When sales reps are questioned about the internal and/or undiluted use of essential oils, they often use this “French vs. British” argument as an explanation for their practices. They will say, “We believe in the French method of ingestion and undiluted use, not the more restrictive British method of diluted topical use and inhalation.” In reality, the debate is, as Gabriel Mojay describes it, “a smokescreen”.

If anything, there is a French “Holistic Aromatherapy” school versus a French “Aromatic Medicine” school. Developed by Maugerite Maury in France in the 1930s, “Holistic Aromatherapy” involves the use of low dilutions of essential oils for massage, topical application, and beauty therapy. Maury, a nurse, rightly felt that the more “medical” applications (including internal use) were better left to the medical practitioners (Maury, M. 1992 Guide to Aromatherapy C.W. Daniel Co. Essex). In contrast, the French “Aromatic Medicine” approach “often utilises comparatively high doses of essential oils both topically and internally, to realise dose-dependent pharmacological effects. This discipline relies on a greater understanding of the chemical structure and the pharmacological/toxicological effects of essential oils, to suggest safe dosage levels and contra-indications for use.” (http://www.agoraindex.org/Frag_Dem/toxicitymyths.html, emphasis mine).

Pharmaceutical rep

Let’s take the nationalistic aspect out of it. Doctors can prescribe and administer prescription medications. Nurses can administer prescription meds, but only at the request and under the supervision of a doctor. Pharmaceutical reps certainly cannot do either. This debate is the equivalent of saying, “Well, I know I’m just a pharmaceutical rep. But I believe in the ‘doctor’ school of prescribing medicine, not the more restrictive ‘nurse’ school. So here, take this. I know what I’m talking about. Try not to think about the commission I’ll be getting when you buy more.”

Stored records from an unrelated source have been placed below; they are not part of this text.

PR #176, opened 2022-05-04
Review nm_resample

richardkoehler:
- Reviewed nm_resample
- Some changes will not be compatible with python 3.9, so I changed the environment file. We can discuss if we want to maintain support for python<3.10!
- Comments that are only meant for the review start with ### -> these need to be deleted before merging into main!
 - Added unit tests for nm_resample


timonmerk (approved):
Many thanks @richardkoehler for the great refactoring and intuitive tests!

I only added a commit shifting some of the environment.yml packages into another env_doc.yml, so a bunch of packages only relevant for running the documentation are left out for the initial environment setup. Next I also fixed a minor bug in the example_BIDS.py. I think this is a pretty nice end-to-end test that comprises features estimation, plotting, and ML analysis. So with the current unit test it also runs through.

Regarding the question about main_rt_test, I agree! This is the example for running real-time estimation (needs major refactoring as well...), but it's definitely not a test, so renaming makes sense.

I also agree shifting the notch_filter.py into nm_filter.py.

Do you really want to put the health and safety of yourself and your family in the hands of the equivalent of a pharmaceutical rep? Who, incidentally, has at a minimum a bachelor’s degree in a medical/science-related field, plus additional training and continuing education, and is still not qualified to prescribe medications. Does the person selling you oils have even that much training and education?

No, essential oils are not pharmaceuticals. But they are medicinal, and any substance that has the power to heal also has the power to harm.